# Adders



## stuartdouglas (Mar 5, 2008)

Only one female out and about yesterday, it was a bit warm for them


















Caught this nice one tho' A Typhoon playing "catch me" with a Spitfire


----------



## chulainn (Nov 29, 2009)

nice pic do you have a 3 legged cat


----------



## Adam98150 (Jan 12, 2009)

Not bad, especially the planes. Is this in/near York? Saw a spitfire the other day, flying pretty low.


----------



## stuartdouglas (Mar 5, 2008)

chulainn said:


> nice pic do you have a 3 legged cat


wtf has that got to do with adders? I do, but that's a bit of a random post!!:lol2:


----------



## stuartdouglas (Mar 5, 2008)

Adam98150 said:


> Not bad, especially the planes. Is this in/near York? Saw a spitfire the other day, flying pretty low.
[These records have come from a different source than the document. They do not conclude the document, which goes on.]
PR #402, opened 2016-07-31
Index/Search API work

mschoch:
hey @steveyen this is now ready for review

i hate it, but the tests pass, and it seems to accomplish the original goals

to recap, the original goals were
- make index implementation's id representation opaque (flexibility for future indexing schemes)
- avoid converting from internal representation to external representation for hits that don't matter

why do i hate it?

- new docid reader mode to only return ones also in a list of ids, i'm ok with this existing, but i suspect it may still be buggy, more edge cases need testing, right now relying on higher-level tests in DocIDSearcher

- searchers package relies on "upside_down" package for testing.  these commits didn't introduce the problem, but as we move towards new implementations, this dependency is more glaringly bad

- having the "collector" do the final conversion required it to have the IndexReader, which i didn't anticipate, this feels wrong...  maybe ways to clean/tighten this up

- now i'm not sure if having separate DocumentMatch and DocumentMatchInternal really makes sense.  i wanted it to prevent accidentally depending on the ID field as string somewhere, and it does accomplish that.  but... i dunno maybe one struct would have been fine and meant less changes overall.

- while one of the original goals was perf oriented (avoid unnecessary copying), it turns out that the other goal is performance penalty (indirection around doc id implementation is potentially all over hot path of query)  i really hope it's not as bad as i think, because this gives us lots of flexibility, but i suspect its worse than i think, and a deal breaker.

### DIFF
--- a/index/index.go
+++ b/index/index.go
@@ -122,9 +122,13 @@ type TermFieldDoc struct {
 	Vectors []*TermFieldVector
 }
 
+// Reset allows an already allocated TermFieldDoc to be reused
 func (tfd *TermFieldDoc) Reset() *TermFieldDoc {
+	// remember the []byte used for the ID
 	id := tfd.ID
+	// idiom to copy over from empty TermFieldDoc (0 allocations)
 	*tfd = TermFieldDoc{}
+	// reuse the []byte already allocated (and reset len to 0)
 	tfd.ID = id[:0]
 	return tfd
 }
--- a/index/index.go
+++ b/index/index.go
@@ -60,7 +60,7 @@ type AsyncIndex interface {
 }
 
 type IndexReader interface {
-	TermFieldReader(term []byte, field string) (TermFieldReader, error)
+	TermFieldReader(term []byte, field string, includeFreq, includeNorm, includeTermVectors bool) (TermFieldReader, error)
 
 	// DocIDReader returns an iterator over documents which identifiers are
 	// greater than or equal to start and smaller than end. Set start to the
--- a/index/index.go
+++ b/index/index.go
@@ -123,7 +123,9 @@ type TermFieldDoc struct {
 }
 
 func (tfd *TermFieldDoc) Reset() *TermFieldDoc {
+	id := tfd.ID
 	*tfd = TermFieldDoc{}
+	tfd.ID = id[:0]
 	return tfd
 }
 
--- a/index/index.go
+++ b/index/index.go
@@ -69,6 +69,8 @@ type IndexReader interface {
 	// The caller must close returned instance to release associated resources.
 	DocIDReader(start, end string) (DocIDReader, error)
 
+	DocIDReaderOnly(ids []string) (DocIDReader, error)
+
 	FieldDict(field string) (FieldDict, error)
 
 	// FieldDictRange is currently defined to include the start and end terms
@@ -76,14 +78,16 @@ type IndexReader interface {
 	FieldDictPrefix(field string, termPrefix []byte) (FieldDict, error)
 
 	Document(id string) (*document.Document, error)
-	DocumentFieldTerms(id string) (FieldTerms, error)
-	DocumentFieldTermsForFields(id string, fields []string) (FieldTerms, error)
+	DocumentFieldTerms(id IndexInternalID) (FieldTerms, error)
+	DocumentFieldTermsForFields(id IndexInternalID, fields []string) (FieldTerms, error)
 
 	Fields() ([]string, error)
 
 	GetInternal(key []byte) ([]byte, error)
 
 	DocCount() uint64
+
+	FinalizeDocID(id IndexInternalID) (string, error)
 
 	Close() error
 }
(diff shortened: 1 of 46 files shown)


mschoch:
i tried beer search while still on this branch this morning and was getting some panics, i'll switch back and track it down.  definitely points to some missing unit tests.

mschoch:
Pushed 2 more commits that move this closer to a direction I think that might work.  I addresses some of the things I hate above.

@steveyen see below for important realization/observation on the attempted perf gain

Separately, I went back to why I observed the beer-search application failing.  It turns out it was really important.  The bleve store iterator API says that the current observed key/value (each []byte) can only relied on in the moment of the iteration.  If you move to another key with Next/Seek or called Close, you had to copy the previous value if you still wanted it.

It turns out that previously, our converting of the doc ID ([]byte) to string, was making the essential copy.  This set of changes, which attempts to delay the copy, now exposes the problem that we're not making the copy required by the API.

Simple, so now in the TermFieldReader, we have to make a copy of the docID before returning it....

BUT, now this whole changeset might again be a net negative for performance, because then later when we ultimately do convert it to a string, that will be yet another copy.

Why didn't we see this in the original unit tests?  Well they run with bolt, not goleveldb.  Each KV store ultimately offers different guarantees here.  I think it could have failed with bolt to, it just didn't happen to in the unit tests, whereas with goleveldb it fails right away all the time.

I have another commit which adds the copies back in, so that this PR is at least functionally correct.

mschoch:
Well, delay on that next commit, since somehow it appears that highlighting is broken as well.

mschoch:
Found the issue, actually introduced in the earlier set of patches from @steveyen.  When we reuse the TermFrequencyRow, we call parseK() and parseV(), logically these need to "reset" every time, but there was some lazy initialization code which meant term vectors were not reset, just kept getting appended to each time.

mschoch:
So, let me see if I can recap again:

The original goals were:

- make index implementation's id representation opaque (flexibility for future indexing schemes)
- avoid converting from internal representation to external representation for hits that don't matter

But, we now know that the conversion from []byte to string (deemed expensive and unnecessary) was actually serving an important function.  It created a safe copy of the docID that could be used outside of the life of the iteration step that produced it.

I've updated this PR to make a copy of the []byte, for safe usage after iteration, but then we end up making *another* copy at the very end for results in the final result set.  I suspect this won't make things worse, but means the prospective gain was never there in the first place.

All that being said, we did achieve a more opaque internal document ID for the indexing tier, which I see as win.

Also I merged DocumentMatchInternal and DocumentMatch back together again, removing another one of my concerns.

The change to Collector API is still irksome, but not going to block this because of that.

Finally, the fact that the testing of the searcher package is still tightly coupled to the upside_down index scheme remains, but this is probably best cleaned up in a separate PR.  The problem is two fold:

1.  We want to be able to test the searcher package against any new indexing scheme as well.
2.  We artificially create IndexInternalIDs for testing like index.IndexInternalID("myid") that is making assumptions about the underlying implementation, and is not generic enough.  Probably we should just have 2-way lookup methods on the IndexReader.  Something like:

ExternalID(index.IndexInternalID) string
InternalID(string) index.InternalID

The ExternalID method exists today with the name FinalizeID (probably not a good name).
The InternalID method would really only be needed for testing, but probably not harmful either.

In summary, @steveyen I think we should review this, clean up any remaining concerns, and test that its at least no worse than before performance-wise.  If so, the flexibility it offers for new indexing schemes is desirable.

mschoch:
And I just realized some unit tests are still failing :(

steveyen:
Structurally, looks good to me.  Still reading through it, and don't see anything wrong yet.  And, very much agree with the aims.

I did run it through the profiler, and the "new" chunk of garbage creation that shows up more prominently, unsurprisingly, is w.r.t. making copies of the ID during term iteration...

https://github.com/mschoch/bleve/blob/indexapiwork/index/upside_down/reader.go#L86

I have some ideas on that, along the lines that perhaps we could arrange it so that the preAlloc'ed index.TermFieldDoc parameter might have an ID slice that has preallocated, ready-to-use capacity.

But, I wouldn't hold up getting this in based on that, so you can reach bleve 1.0 API milestone sooner.  I like the improved internal API, and we can just do another / future round of more perf-related stuff as more, future pull-requests.

steveyen:
btw, I did some commented out code near the DocIDSearcher / search_docid.go, so perhaps some of that is more in-flight / experimental?

mschoch:
pushed another commit to remove commented out code

mschoch:
that was the previous implementation, which was moved into the index reader itself, i just didn't remove it completely until the new version worked, gone now

mschoch:
also, regarding the increased garbage, im surprised its more than before when we copied it to a string (though it might look different in the profile)

also, i used this idiom:

    b = append([]T(nil), a...)

because its one line, and assuming append gets inlined... but i can imagine it still might be worse than:

    b = make([]T, len(a))
    copy(b, a)

when we know the final size.  But still seems like it would only matter if the length is large.

steveyen:
Cool - yeah, with removed dead code, looks good!

I also treat append([]T(nil), a...) as a shorthand synonym in my mind for make()/copy().

mschoch:
hi @steveyen i went ahead and pushed the commit anyway, even though i haven't yet checked the perf.  i figured there is enough to review already, and we can start bike shedding over method names and api stuff now, while we check perf in parallel.

mschoch:
Hi @steveyen 

I have done some benchmarking locally, and this PR is faster than master for me, but the numbers are not comparable to yours.  Would it be possible for you to run it on your machine (as well as reviewing the contents of the most recent commit?

Thanks

steveyen:
looks good to me - much cleaner than the previous "pre-allocated" approach

steveyen:
also, local perf runs on my macbook show a ~15% improvement in perf (200K wiki docs, high-freq term search via bleve-query)

and profiling looks cleaner... no memory alloc's in hot path: https://gist.github.com/steveyen/c53e53ed69ffb92bda6991eac374ceb9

It's near RAF Coningsby in Lincolnshire


----------



## HABU (Mar 21, 2007)

very nice adder!

wish i could trade something here for one...: victory:


----------



## stuartdouglas (Mar 5, 2008)

HABU said:


> very nice adder!
> 
> wish i could trade something here for one...: victory:


I'll trade you for some Timbers......I can get one in the post to you on Monday?

(Note to the feeble minded:that last statement was a joke)


----------



## HABU (Mar 21, 2007)

stuartdouglas said:


> I'll trade you for some Timbers......I can get one in the post to you on Monday?
> 
> (Note to the feeble minded:that last statement was a joke)


 
haha! i wish!

shame... timbers are hard to find here... the sad thing is most that i run across are road kill... nothing like a really big timber thrown into the weeds by a car tire... the bigger they are the farther they get thrown...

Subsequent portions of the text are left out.